Si può parlare di filone operaista, anche se tra Greppi e Negri, tra Alquati e Cacciari ci sono differenze enormi. Ormai quei testi non li leggo più, ma in che misura avendoli letti mi piacevano? Anche se poi scrivevano le cose che dovevano scrivere, l’irrequietezza intellettuale (che poi si è trasferita anche nell’esperienza di Potere Operaio) è costituiva di quella tradizione, e faceva di essa una tradizione totalmente anomala nel contesto della sinistra italiana. Ciò poi in Negri è diventata una sorta di estremizzazione, ma la volontà di impegnare il pensiero collocandolo all’altezza dell’avversario, al suo livello di innovazione, è un dato di Potere Operaio straordinario, persino eccessivo, perché poi alla fine si anticipavano o si enfatizzavano certe cose. Ma questo aspetto per cui la potenza del pensiero e la pratica di opposizione doveva essere adeguata alla potenza e alla sfida del capitale (come dicevamo e forse diremmo ancora oggi), è un dato intellettuale che è rimasto un po’ in tutti. Forse le persone che avete intervistato sono oggi molto diverse, però nessuno di loro è rifluito o è diventato un quadretto del PCI: ciascuno si è costruito una visione del mondo magari assurda o che si può non condividere, però questo aspetto è interessante. Vuol dire che per esempio anche di tutta la formazione teorica e di tutte le letture fatte (lo dicevo prima e lo ripeto ora) i Grundrisse ci sono rimasti dentro. Non un pezzo o un altro, ma i Grundrisse come l’opera informe di Marx, gli appunti sulle cose che stavano avvenendo, il marxismo oltre il marxismo, forse la rivoluzione c’è già stata, questo ci può essere nella lettura dei Grundrisse. Quelle cose lì ci sono entrate dentro e secondo me continuano ad agire, quella lezione non abbiamo bisogno di rileggerla per averla assimilata.

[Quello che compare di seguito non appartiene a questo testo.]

PR #4408, opened 2023-02-08
remove `\r` from printf statements

strega-nil-ms:
`printf` already adds a `\r` when printing to the console, or writing text files.


corob-msft (approved):
@strega-nil-ms Thanks for the update!

PR #305, opened 2025-10-21
ldk: use git commit instead of a fixed version

erickcestari:
When building with AddressSanitizer and coverage instrumentation flags in RUSTFLAGS, Cargo attempts to apply these flags to all crates including procedural macros like `lightning-macros`. This causes build failures because procedural macros run at compile-time and cannot be instrumented with runtime sanitizers.

As documented in the Rust Unstable Book:
"Use of sanitizers together with build scripts and procedural macros is technically possible, but in almost all cases it would be best avoided... In more practical terms when using cargo always remember to pass `--target` flag, so that rustflags will not be applied to build scripts and procedural macros."

By specifying an explicit --target (even when it matches the host architecture), Cargo creates a separation:
- Host artifacts (proc macros): Built without instrumentation
- Target artifacts (library): Built WITH ASAN + coverage instrumentation

The Makefile now detects the platform and passes the appropriate --target flag, fixing "can't find crate for `lightning_macros`" errors while maintaining the fuzzing instrumentation needed for differential fuzzing.

Reference: https://doc.rust-lang.org/stable/unstable-book/compiler-flags/sanitizer.html

### DIFF
--- a/modules/ldk/Makefile
+++ b/modules/ldk/Makefile
@@ -1,10 +1,13 @@
 all: module.a
 
 CXXFLAGS += -Wall -Wextra -fsanitize=address,fuzzer -std=c++20 -I ../../include
-LDK_LIB_PATH := ./ldk_lib/target/release/libldk_lib.a
+
+TARGET := $(shell rustc --print host-tuple)
+
+LDK_LIB_PATH := ./ldk_lib/target/$(TARGET)/release/libldk_lib.a
 
 cargo:
-	cd ldk_lib && cargo +nightly build --release
+	cd ldk_lib && cargo +nightly build --release --target $(TARGET)
 
 module.a: module.o $(LDK_LIB_PATH)
 	bash ../../merge.sh module.a $(LDK_LIB_PATH) module.o
--- a/modules/ldk/ldk_lib/Cargo.lock
+++ b/modules/ldk/ldk_lib/Cargo.lock
@@ -26,9 +26,9 @@ checksum = "d965446196e3b7decd44aa7ee49e31d630118f90ef12f97900f262eb915c951d"
 
 [[package]]
 name = "bitcoin"
-version = "0.32.5"
+version = "0.32.7"
 source = "registry+https://github.com/rust-lang/crates.io-index"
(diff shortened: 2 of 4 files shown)


morehouse:
A couple questions:

- Why didn't we hit this issue before?
- Why does using a specific commit instead of a released version help?

erickcestari:
> A couple questions:
> 
> * Why didn't we hit this issue before?

This error of lightning-macros only appears after this commit:

https://github.com/lightningdevkit/rust-lightning/commit/16119967df14b47680fae4a338c79168d83d78e5#diff-3d3d4a27081502c9f48188d52039253857c9e960dbe5ddb99ad7737c9e8a7a7e

So none of the releases until beta 0.2.0 will have this issue.

We had actually encountered this issue previously, but fixing it wasn't as simple as changing one line. When we tried compiling with instrumentation, lightning-macros started displaying errors/warnings. https://github.com/bitcoinfuzz/bitcoinfuzz/pull/263

> * Why does using a specific commit instead of a released version help?

Using specific commits allows us to test unreleased features and potentially discover bugs before they reach production. Per example, rust-lightning didn't have a beta 0.2.0 release package available 8 days ago, so referencing a git commit was the only way to test the new version.

modules/ldk/Makefile
```diff
@@ -1,10 +1,26 @@
...
+    TARGET := x86_64-unknown-linux-gnu
+endif
+
+ifeq ($(UNAME_S),Darwin)
+    ifeq ($(UNAME_M),arm64)
+        TARGET := aarch64-apple-darwin
+    else
+        TARGET := x86_64-apple-darwin
+    endif
+endif
```
morehouse: There are infinitely more targets than this, and this approach will automatically misclassify any Linux system that isn't x86_64.

Can we use `rustc --version --verbose` to directly determine the host target instead?

erickcestari: True, fixed using the `rustc --print host-tuple` command which gives the host target directly.

morehouse (approved):
LGTM

brunoerg:
ACK cc048bd5e3a7864c4fce60b1c17ebc1100e30920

Successivamente gli altri riferimenti sono interni al lavoro più specificamente compiuto nel campo della città e del territorio. Quindi, come persone Alberto Magnaghi è stato per me un riferimento. Ora la cassetta degli attrezzi non ha più per me solo due o tre figure: trovo interessante in questo momento tutto quello che viene detto di inquieto e coraggioso su ciò che sta accadendo. Cioè disordinatamente: dal libro di Revelli alle analisi sulle città globali della Sassen a tutto il pensiero critico americano, leggo anche Empire di Toni Negri con qualche perplessità. Insomma, tutto quello che è possibile leggere purché sia inquieto, purché contenga dentro di sé la tensione verso la comprensione di ciò che sta accadendo, tutto quello che avviene di riflessione anche attorno al tema dell’intelligenza collettiva o delle forme di comunicazione o del ruolo della rete, tutto ciò che è possibile dire attorno a questo, senza estremizzazioni e senza creare però santini, l’importante è questo, mantenere un atteggiamento critico e un po’ di saggezza. Mi interessa tutto quello che è possibile leggere sul ruolo dell’innovazione delle società locali e su questi aspetti, senza avere però dei riferimenti fississimi.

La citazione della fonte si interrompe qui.